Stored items
PR #292, opened 2022-01-25
Add an option for setting HDF5 file postfix.

ajgdls:
For a case where data is stored into file with geographical separation instead of round robin of frames it makes sense for the file names to be labelled with slightly different names and all retain the same numbering (e.g.):
file_A_000001.h5
file_B_000001.h5
This change allows the specification of a file postfix (_A or _B in the example above) placed before the automatic numbering.

### DIFF
--- a/frameProcessor/src/Acquisition.cpp
+++ b/frameProcessor/src/Acquisition.cpp
@@ -46,6 +46,8 @@ Acquisition::Acquisition(const HDF5ErrorDefinition_t& hdf5_error_definition) :
         frames_processed_(0),
         total_frames_(0),
         frames_to_write_(0),
+        starting_file_index_(0),
+        use_file_numbers_(true),
         use_earliest_hdf5_(false),
         alignment_threshold_(1),
         alignment_value_(1),
@@ -328,6 +330,9 @@ void Acquisition::validate_dataset_definition(DatasetDefinition definition) {
  * \param[in] concurrent_processes - The number of processors
  * \param[in] frames_per_block - The number of frames per block
  * \param[in] blocks_per_file - The number of blocks per file
+ * \param[in] starting_file_index - The first number in the indexing of filenames
+ * \param[in] use_file_numbers - Use file numbers in the file name (or not)
+ * \param[in] file_postfix - An additional string placed before any numbering
  * \param[in] file_extension - The file extension to use
  * \param[in] use_earliest_hdf5 - Whether to use an early version of hdf5 library
  * \param[in] alignment_threshold - Alignment threshold for hdf5 chunking
@@ -340,6 +345,8 @@ bool Acquisition::start_acquisition(
     size_t concurrent_processes,
     size_t frames_per_block,
     size_t blocks_per_file,
+    uint32_t starting_file_index,
+    bool use_file_numbers,
     std::string file_postfix,
     std::string file_extension,
     bool use_earliest_hdf5,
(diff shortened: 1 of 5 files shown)


timcnicholls (changes requested):
No issues with the PR, although the `Acquisition::generate_filename()` method docstring could benefit from updating to mention the postfix also. 

I'l also like to suggest that we follow up on the long-standing request to make the fixed format file numbering optional too 😄

ajgdls:
This would be a good time to make that change!  Is it a boolean flag that you would like to be able to set (turn on or off numbering)?  Also I remember someone (maybe William) suggesting the file numbering should start from a configured number so we could have the files starting with index 0 instead of 1.  Shall I stick that in too?

timcnicholls:
> This would be a good time to make that change! Is it a boolean flag that you would like to be able to set (turn on or off numbering)? Also I remember someone (maybe William) suggesting the file numbering should start from a configured number so we could have the files starting with index 0 instead of 1. Shall I stick that in too?

I think having both ia boolean enable and a start index would be perfect thanks. We can make them default to the current behaviour (enabled/starting at 1) so it doesn't surprise anyone.

ajgdls:
There is now a starting index configuration parameter and a numbering on/off configuration parameter.  The defaults are for indexing to be 0 indexed (which really is the most used indexing) instead of 1 indexed, and for the numbers to be turned on by default.

ajgdls:
Yay finally I believe the tests are all passing, and I have implemented the additional config items for setting the starting file index and turning off file numbering.  @timcnicholls @GDYendell  I think this is now ready for review again.

timcnicholls (approved):

frameProcessor/src/Acquisition.cpp
```diff
@@ -639,16 +654,23 @@ std::string Acquisition::get_meta_header() {
...
   {
-    generated_filename << configured_filename_ << "_" << number_string << file_extension_;
+    generated_filename << configured_filename_ << file_postfix_;
   }
   else if (!acquisition_id_.empty())
   {
-    generated_filename << acquisition_id_ << "_" << number_string << file_extension_;
+    generated_filename << acquisition_id_ << file_postfix_;
+  }
+  if (!generated_filename.str().empty()){
```
GDYendell, line 669: Would it be better to have an else with a default name if the `configured_filename` and `acquisition_id` are both empty and then get rid of this check? I think this method should always return `<something>.h5`.

ajgdls: I haven't changed the behaviour, the method specifically mentions returning an empty string if filename and acqID are not defined.
Later in the code (in start_acquisition method) the assigned variable from this return value is checked for empty string so I think this is doing what it was designed to do.

GDYendell: Hmm, OK. Maybe it is how it is used in `get_file` that is wrong then: https://github.com/odin-detector/odin-data/blob/master/frameProcessor/src/Acquisition.cpp#L554

ajgdls: @GDYendell , in the start_acquisition method if the filename is empty then the writer never starts running and so this `get_file` method would never be called I think:

```
  // Generate the filename
  filename_ = generate_filename(concurrent_rank_);

  if (filename_.empty()) {
    last_error_ = "Unable to start writing - no filename to write to";
    LOG4CXX_ERROR(logger_, last_error_);
    return false;
  }

```
Although it isn't the most elegant code it is functional and I don't think I want to change that behaviour as part of this PR.  Are you satisfied with that?  We could raise an issue to mention that this needs cleaning up?

GDYendell: Sounds good to me

ajgdls: OK then I'll merge this and raise an issue :+1:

### Required work
Restate every entry word for word.

### Solution for this problem
PR #292, opened 2022-01-25
Add an option for setting HDF5 file postfix.

ajgdls:
For a case where data is stored into file with geographical separation instead of round robin of frames it makes sense for the file names to be labelled with slightly different names and all retain the same numbering (e.g.):
file_A_000001.h5
file_B_000001.h5
This change allows the specification of a file postfix (_A or _B in the example above) placed before the automatic numbering.

### DIFF
--- a/frameProcessor/src/Acquisition.cpp
+++ b/frameProcessor/src/Acquisition.cpp
@@ -46,6 +46,8 @@ Acquisition::Acquisition(const HDF5ErrorDefinition_t& hdf5_error_definition) :
         frames_processed_(0),
         total_frames_(0),
         frames_to_write_(0),
+        starting_file_index_(0),
+        use_file_numbers_(true),
         use_earliest_hdf5_(false),
         alignment_threshold_(1),
         alignment_value_(1),
@@ -328,6 +330,9 @@ void Acquisition::validate_dataset_definition(DatasetDefinition definition) {
  * \param[in] concurrent_processes - The number of processors
  * \param[in] frames_per_block - The number of frames per block
  * \param[in] blocks_per_file - The number of blocks per file
+ * \param[in] starting_file_index - The first number in the indexing of filenames
+ * \param[in] use_file_numbers - Use file numbers in the file name (or not)
+ * \param[in] file_postfix - An additional string placed before any numbering
  * \param[in] file_extension - The file extension to use
  * \param[in] use_earliest_hdf5 - Whether to use an early version of hdf5 library
  * \param[in] alignment_threshold - Alignment threshold for hdf5 chunking
@@ -340,6 +345,8 @@ bool Acquisition::start_acquisition(
     size_t concurrent_processes,
     size_t frames_per_block,
     size_t blocks_per_file,
+    uint32_t starting_file_index,
+    bool use_file_numbers,
     std::string file_postfix,
     std::string file_extension,
     bool use_earliest_hdf5,
(diff shortened: 1 of 5 files shown)


timcnicholls (changes requested):
No issues with the PR, although the `Acquisition::generate_filename()` method docstring could benefit from updating to mention the postfix also. 

I'l also like to suggest that we follow up on the long-standing request to make the fixed format file numbering optional too 😄

ajgdls:
This would be a good time to make that change!  Is it a boolean flag that you would like to be able to set (turn on or off numbering)?  Also I remember someone (maybe William) suggesting the file numbering should start from a configured number so we could have the files starting with index 0 instead of 1.  Shall I stick that in too?

timcnicholls:
> This would be a good time to make that change! Is it a boolean flag that you would like to be able to set (turn on or off numbering)? Also I remember someone (maybe William) suggesting the file numbering should start from a configured number so we could have the files starting with index 0 instead of 1. Shall I stick that in too?

I think having both ia boolean enable and a start index would be perfect thanks. We can make them default to the current behaviour (enabled/starting at 1) so it doesn't surprise anyone.

ajgdls:
There is now a starting index configuration parameter and a numbering on/off configuration parameter.  The defaults are for indexing to be 0 indexed (which really is the most used indexing) instead of 1 indexed, and for the numbers to be turned on by default.

ajgdls:
Yay finally I believe the tests are all passing, and I have implemented the additional config items for setting the starting file index and turning off file numbering.  @timcnicholls @GDYendell  I think this is now ready for review again.

timcnicholls (approved):

frameProcessor/src/Acquisition.cpp
```diff
@@ -639,16 +654,23 @@ std::string Acquisition::get_meta_header() {
...
   {
-    generated_filename << configured_filename_ << "_" << number_string << file_extension_;
+    generated_filename << configured_filename_ << file_postfix_;
   }
   else if (!acquisition_id_.empty())
   {
-    generated_filename << acquisition_id_ << "_" << number_string << file_extension_;
+    generated_filename << acquisition_id_ << file_postfix_;
+  }
+  if (!generated_filename.str().empty()){
```
GDYendell, line 669: Would it be better to have an else with a default name if the `configured_filename` and `acquisition_id` are both empty and then get rid of this check? I think this method should always return `<something>.h5`.

ajgdls: I haven't changed the behaviour, the method specifically mentions returning an empty string if filename and acqID are not defined.
Later in the code (in start_acquisition method) the assigned variable from this return value is checked for empty string so I think this is doing what it was designed to do.

GDYendell: Hmm, OK. Maybe it is how it is used in `get_file` that is wrong then: https://github.com/odin-detector/odin-data/blob/master/frameProcessor/src/Acquisition.cpp#L554

ajgdls: @GDYendell , in the start_acquisition method if the filename is empty then the writer never starts running and so this `get_file` method would never be called I think:

```
  // Generate the filename
  filename_ = generate_filename(concurrent_rank_);

  if (filename_.empty()) {
    last_error_ = "Unable to start writing - no filename to write to";
    LOG4CXX_ERROR(logger_, last_error_);
    return false;
  }

```
Although it isn't the most elegant code it is functional and I don't think I want to change that behaviour as part of this PR.  Are you satisfied with that?  We could raise an issue to mention that this needs cleaning up?

GDYendell: Sounds good to me

ajgdls: OK then I'll merge this and raise an issue :+1:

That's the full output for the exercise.